┌──

PR #1291, opened 2024-06-28
add upper pin for photutils

braingram:
photutils 1.13.0 is causing test failures and appears to be incompatible with romancal:
https://github.com/spacetelescope/RegressionTests/actions/runs/9716745018/job/26821243423#step:27:2134

I started a CI run with main here which has all the `test_psf` tests failing: https://github.com/spacetelescope/romancal/actions/runs/9717591343/job/26823614739

This PR adds an upper pin for photutils.

**Checklist**
- [ ] updated relevant tests
- [ ] added relevant label(s)


larrybradley:
I took a quick look and the `add_sources` function in `lib/tests/test_psf` used private attributes in `PSFPhotometry` that no longer exist.  There's actually no need to use `PSFPhotometry` in that function; `photutils` has standalone function(s) for creating simulated images from models.  I will fix this function next week.

larrybradley:
Also, it's probably a good idea to add `photutils` to the devdeps CI test job.

braingram:
Thanks.

@ddavis-stsci how about we merge this to fix the tests until @larrybradley updates them for the new version.

The devdeps are testing against photutils main: https://github.com/spacetelescope/romancal/actions/runs/9741383642/job/26880534266#step:10:101

ddavis-stsci (approved):

PR #1297, opened 2024-07-08
Fix issue in constructing skycell WCS.

schlafly:
This PR fixes some issues in the of the skycell WCS.

Formerly, the code used the center pixel of the WCS to mark the edge of the bounding box.  That meant that the bounding box only covered a quarter of the image, leading to issues.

└──

Description of the task:
Write the data out again. Match it exactly.

Task result:
PR #1291, opened 2024-06-28
add upper pin for photutils

braingram:
photutils 1.13.0 is causing test failures and appears to be incompatible with romancal:
https://github.com/spacetelescope/RegressionTests/actions/runs/9716745018/job/26821243423#step:27:2134

I started a CI run with main here which has all the `test_psf` tests failing: https://github.com/spacetelescope/romancal/actions/runs/9717591343/job/26823614739

This PR adds an upper pin for photutils.

**Checklist**
- [ ] updated relevant tests
- [ ] added relevant label(s)


larrybradley:
I took a quick look and the `add_sources` function in `lib/tests/test_psf` used private attributes in `PSFPhotometry` that no longer exist.  There's actually no need to use `PSFPhotometry` in that function; `photutils` has standalone function(s) for creating simulated images from models.  I will fix this function next week.

larrybradley:
Also, it's probably a good idea to add `photutils` to the devdeps CI test job.

braingram:
Thanks.

@ddavis-stsci how about we merge this to fix the tests until @larrybradley updates them for the new version.

The devdeps are testing against photutils main: https://github.com/spacetelescope/romancal/actions/runs/9741383642/job/26880534266#step:10:101

ddavis-stsci (approved):

PR #1297, opened 2024-07-08
Fix issue in constructing skycell WCS.

schlafly:
This PR fixes some issues in the of the skycell WCS.

Formerly, the code used the center pixel of the WCS to mark the edge of the bounding box.  That meant that the bounding box only covered a quarter of the image, leading to issues.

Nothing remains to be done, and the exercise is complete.